What to care/not care about from NFL Week 13

So much happens on any given Sunday in the NFL. It’s hard to keep track of it all. More importantly, it’s quite a lot to decide what we should value as signal and what we should just ignore as noise. In this space, I’ll go through all that we learned this week and give you the five things I care about coming out of Week 13, along with five things I can’t muster up the emotional energy to care for. Good news for you: We’re going to do this exercise in emotional turmoil every Sunday of the regular season.

5 Things I care about

The Texans show a verifiable ceiling 

The Houston Texans did it. Two weeks after suffering an embarrassing loss at the hands of the white-hot Ravens, Houston slew the dragon. Bill O’Brien took down his former mentor in convincing fashion with his Texans delivering a full dismantling of the New England Patriots. 

The Texans offense did whatever they wanted, for the most part, getting hot in the second quarter and never letting up on the gas. The once-unbeatable New England secondary looked anything but against Deshaun Watson. The Texans’ passer was nearly flawless. With a 72 percent completion rate at 9.3 yards per pass attempt with three scores through the air. He also chipped in with a “rushing” score, with a major unrecorded assist going to DeAndre Hopkins. A performance like this reminds us why Watson is just as talented as any of the top quarterbacks in the MVP race. He’s as true a difference-maker as there is in the NFL. 

You cannot deny Houston has a floor. With injuries in their front seven and offensive line, those units aren’t up to the standard the team had set coming into the season. The secondary has been a problem all year and passers like Lamar Jackson and Patrick Mahomes have already shredded them this season. Those problems will give anyone pause about picking the Texans in a one-game elimination situation come the postseason.

However, with Watson, the Texans have a ceiling high enough to beat any team in the AFC playoff race. He is simply marvelous. No team has put it on New England through the air the way Watson did on Sunday night football. Nothing could have been more emblematic of Watson’s game than when Will Fuller juggled away a would-be second-half long touchdown and he went right back to Kenny Stills in almost an identical situation one play later for the score.  

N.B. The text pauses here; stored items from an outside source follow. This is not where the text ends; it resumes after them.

PR #351, opened 2019-01-09
Fixed string indeces must be integers issue

nanjj:
Closes issue lxc/pylxd#350

### DIFF
--- a/pylxd/models/operation.py
+++ b/pylxd/models/operation.py
@@ -59,7 +59,9 @@ class Operation(object):
         response = self._client.api.operations[self.id].wait.get()
 
         try:
-            if response.json()['metadata']['status'] == 'Failure':
+            md = response.json()['metadata']
+            if not md: md = response.json()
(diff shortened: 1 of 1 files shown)


pylxd/models/operation.py
```diff
@@ -59,7 +59,9 @@ def wait(self):
         response = self._client.api.operations[self.id].wait.get()
 
         try:
-            if response.json()['metadata']['status'] == 'Failure':
+            md = response.json()['metadata']
+            if not md: md = response.json()
+            if md['status'] == 'Failure':
```
ajkavanagh: According to the API docs, this isn't correct.  See: https://github.com/lxc/lxd/blob/master/doc/rest-api.md#10operationsuuid

ajkavanagh:
Note, that you also need to sign your git commits using the `-s` option.  It's a requirement set down in the lxc organisation that hosts this repository on Github.  Thanks.

PR #370, opened 2019-07-01
changed os.path.isfile os.path.exists in client.py

tanacca:
method os.path.isfile() does not check for unix socket files

### DIFF
--- a/pylxd/client.py
+++ b/pylxd/client.py
@@ -280,7 +280,7 @@ class Client(object):
 
         self.cert = cert
         if endpoint is not None:
-            if endpoint.startswith('/') and os.path.isfile(endpoint):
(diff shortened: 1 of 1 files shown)


ajkavanagh:
Thanks very much for the patch.  However, we need to update a few things so that this can be merged:

1. You need to sign your commit: (see the '-s' option to git commit)
2. I suspect the test is failing as the function is `exists` rather than `exist`?

tanacca:
> Thanks very much for the patch. However, we need to update a few things so that this can be merged:
> 
> 1. You need to sign your commit: (see the '-s' option to git commit)
> 2. I suspect the test is failing as the function is `exists` rather than `exist`?
 Sorry for 1. And yes definitely 2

The Texans haven’t had a perfect regular season. They have a flawed roster. We can’t even give them the AFC South title yet with two games left to play against the soaring Ryan Tannehill-led Tennessee Titans. However, flawed teams with massive regular season miscues have hoisted a Lombardi Trophy before. Sunday night’s convincing win over the ever-looming Patriots reminded us that with Watson and a full arsenal of weapons, the Texans are as dangerous as anyone. 

Deshaun Watson continues to show us he's one of the best players in the NFL. (Photo by Wesley Hitt/Getty Images)

Deshaun Watson continues to show us he's one of the best players in the NFL. (Photo by Wesley Hitt/Getty Images)

Deshaun Watson continues to show us he’s one of the best players in the NFL. (Photo by Wesley Hitt/Getty Images)

DeVante Parker rewrites the rules

We’ll never be able to write the book on a player again after the way DeVante Parker has rewritten his story here in 2019. The long-time fantasy bust has fully evolved into a genuinely good player.

With a seven-catch, 159-yard, two-score line in Week 13, Parker is pacing for 1,138 yards on the season. He’s Ryan Fitzpatrick’s clear No. 1 target and he’s been stuffing box scores for fantasy managers on a nearly weekly basis the last couple of months. Even better, Parker finally looks like the real deal. Jay Cutler once called him a “faster Alshon” when the now-retired quarterback began his ill-fated swan song with the 2017 Miami Dolphins. It took years but he’s finally lived up to that potential.

Parker put everything on film in Week 13. He won routes in the vertical game, tracked the ball like a maven and snared passes with ferocity from defensive backs covering him. Believe it: This is a real breakout for the fifth-year wideout. 

Allen Lazard’s big game

Allen Lazard has seemingly been in Aaron Rodgers’ good graces all season. He’s pined for the second-year receiver to get more playing time, implying he trusts him over offseason hype bunnies Marquez Valdes-Scantling and Geronimo Allison. On balance, the Packers offense has been a good unit from October on, even if it seems Aaron Jones and Rodgers can never find a way to share the touchdowns with one another in a given week. So we care about major role players in this unit.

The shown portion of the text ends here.